Task objective ->
For each line below that contains the string "library", copy that line.

(Collected data entries)
________________

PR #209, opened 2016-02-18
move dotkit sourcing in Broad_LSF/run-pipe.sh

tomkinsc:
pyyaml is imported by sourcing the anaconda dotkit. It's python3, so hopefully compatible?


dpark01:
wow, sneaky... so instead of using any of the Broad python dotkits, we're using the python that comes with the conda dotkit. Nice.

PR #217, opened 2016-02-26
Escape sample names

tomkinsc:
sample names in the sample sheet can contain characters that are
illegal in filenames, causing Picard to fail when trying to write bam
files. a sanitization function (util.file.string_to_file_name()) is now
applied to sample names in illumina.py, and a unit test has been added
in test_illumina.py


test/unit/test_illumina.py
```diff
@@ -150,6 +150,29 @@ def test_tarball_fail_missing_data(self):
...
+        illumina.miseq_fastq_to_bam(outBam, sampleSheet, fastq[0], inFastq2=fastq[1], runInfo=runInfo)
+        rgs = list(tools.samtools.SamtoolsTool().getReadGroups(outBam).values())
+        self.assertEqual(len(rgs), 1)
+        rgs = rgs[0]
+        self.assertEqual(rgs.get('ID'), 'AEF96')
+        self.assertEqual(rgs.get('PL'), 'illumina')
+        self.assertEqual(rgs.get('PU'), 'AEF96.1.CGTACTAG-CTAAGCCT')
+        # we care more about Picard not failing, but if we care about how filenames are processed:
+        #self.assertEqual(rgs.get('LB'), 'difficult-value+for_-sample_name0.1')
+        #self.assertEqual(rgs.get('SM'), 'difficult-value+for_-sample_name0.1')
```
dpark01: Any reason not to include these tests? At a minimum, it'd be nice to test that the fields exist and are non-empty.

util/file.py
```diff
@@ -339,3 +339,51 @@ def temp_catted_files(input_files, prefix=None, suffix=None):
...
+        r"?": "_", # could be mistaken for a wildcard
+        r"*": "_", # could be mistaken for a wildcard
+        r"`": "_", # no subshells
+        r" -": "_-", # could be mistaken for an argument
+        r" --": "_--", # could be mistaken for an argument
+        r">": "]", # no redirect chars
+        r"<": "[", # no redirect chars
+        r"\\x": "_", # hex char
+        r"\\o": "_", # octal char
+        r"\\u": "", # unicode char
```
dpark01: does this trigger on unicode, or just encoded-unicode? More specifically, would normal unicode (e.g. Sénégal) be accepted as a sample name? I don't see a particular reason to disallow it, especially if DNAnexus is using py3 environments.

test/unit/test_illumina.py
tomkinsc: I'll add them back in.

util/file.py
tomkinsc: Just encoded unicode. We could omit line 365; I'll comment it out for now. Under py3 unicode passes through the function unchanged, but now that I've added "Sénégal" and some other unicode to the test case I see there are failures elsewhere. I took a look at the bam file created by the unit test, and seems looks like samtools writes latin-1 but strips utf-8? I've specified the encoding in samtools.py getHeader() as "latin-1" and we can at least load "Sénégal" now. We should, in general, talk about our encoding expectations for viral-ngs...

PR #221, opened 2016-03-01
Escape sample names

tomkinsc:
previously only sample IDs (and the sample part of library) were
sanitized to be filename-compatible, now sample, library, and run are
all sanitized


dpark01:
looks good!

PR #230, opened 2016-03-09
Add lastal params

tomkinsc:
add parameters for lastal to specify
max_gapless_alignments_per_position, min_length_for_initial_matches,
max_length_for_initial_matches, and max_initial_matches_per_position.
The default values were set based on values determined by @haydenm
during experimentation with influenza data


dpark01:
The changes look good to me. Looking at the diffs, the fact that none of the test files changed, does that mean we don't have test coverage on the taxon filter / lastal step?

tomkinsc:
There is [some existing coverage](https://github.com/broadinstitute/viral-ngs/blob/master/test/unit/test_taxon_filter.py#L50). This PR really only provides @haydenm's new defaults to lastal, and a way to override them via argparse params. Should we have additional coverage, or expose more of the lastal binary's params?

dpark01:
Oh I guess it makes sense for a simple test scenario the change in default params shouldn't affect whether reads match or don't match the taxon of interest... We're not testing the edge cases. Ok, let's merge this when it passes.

________________

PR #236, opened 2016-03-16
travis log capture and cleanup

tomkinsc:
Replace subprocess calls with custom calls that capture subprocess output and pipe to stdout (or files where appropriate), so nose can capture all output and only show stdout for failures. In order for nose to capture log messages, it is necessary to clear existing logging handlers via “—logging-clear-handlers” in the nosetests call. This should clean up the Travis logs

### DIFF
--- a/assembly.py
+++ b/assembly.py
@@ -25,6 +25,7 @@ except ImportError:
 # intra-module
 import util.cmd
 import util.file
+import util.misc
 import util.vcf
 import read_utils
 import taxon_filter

________________

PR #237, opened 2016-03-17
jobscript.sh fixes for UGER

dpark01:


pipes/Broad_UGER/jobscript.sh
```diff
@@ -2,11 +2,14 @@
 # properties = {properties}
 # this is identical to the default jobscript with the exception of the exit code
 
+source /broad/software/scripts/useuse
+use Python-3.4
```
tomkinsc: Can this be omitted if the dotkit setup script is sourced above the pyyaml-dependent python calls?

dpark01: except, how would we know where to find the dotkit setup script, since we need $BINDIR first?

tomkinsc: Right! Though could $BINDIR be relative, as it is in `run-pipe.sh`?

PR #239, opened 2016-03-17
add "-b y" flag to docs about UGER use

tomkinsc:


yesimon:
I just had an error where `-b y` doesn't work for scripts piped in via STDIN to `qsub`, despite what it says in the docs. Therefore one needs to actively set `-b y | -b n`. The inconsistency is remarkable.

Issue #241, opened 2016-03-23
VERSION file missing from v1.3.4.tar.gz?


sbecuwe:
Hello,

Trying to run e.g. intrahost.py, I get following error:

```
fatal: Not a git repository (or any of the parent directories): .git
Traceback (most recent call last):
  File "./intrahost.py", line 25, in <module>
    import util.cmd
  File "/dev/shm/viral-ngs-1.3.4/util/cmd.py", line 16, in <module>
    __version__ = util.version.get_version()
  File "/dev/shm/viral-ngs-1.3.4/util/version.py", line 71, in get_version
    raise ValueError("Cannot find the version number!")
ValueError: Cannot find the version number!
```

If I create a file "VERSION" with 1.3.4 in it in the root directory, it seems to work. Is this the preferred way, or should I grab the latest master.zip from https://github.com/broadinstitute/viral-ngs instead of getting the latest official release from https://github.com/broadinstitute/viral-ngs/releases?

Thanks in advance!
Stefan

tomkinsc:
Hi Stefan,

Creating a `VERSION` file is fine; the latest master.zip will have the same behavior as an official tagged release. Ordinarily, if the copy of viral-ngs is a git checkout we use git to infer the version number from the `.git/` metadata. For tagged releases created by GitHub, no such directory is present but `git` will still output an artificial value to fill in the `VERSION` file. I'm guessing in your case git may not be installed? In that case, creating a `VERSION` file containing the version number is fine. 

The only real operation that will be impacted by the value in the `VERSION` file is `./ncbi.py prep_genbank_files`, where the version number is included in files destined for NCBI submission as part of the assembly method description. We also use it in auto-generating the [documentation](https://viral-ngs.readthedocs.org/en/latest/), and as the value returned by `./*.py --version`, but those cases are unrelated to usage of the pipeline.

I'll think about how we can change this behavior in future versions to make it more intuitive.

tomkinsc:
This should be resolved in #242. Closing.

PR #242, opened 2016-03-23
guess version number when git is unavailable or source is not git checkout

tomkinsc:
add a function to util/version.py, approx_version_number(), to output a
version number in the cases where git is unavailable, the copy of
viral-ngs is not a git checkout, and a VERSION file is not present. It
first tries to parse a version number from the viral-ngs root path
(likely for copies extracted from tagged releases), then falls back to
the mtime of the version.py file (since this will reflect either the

________________

Answer box ->
previously only sample IDs (and the sample part of library) were
sanitized to be filename-compatible, now sample, library, and run are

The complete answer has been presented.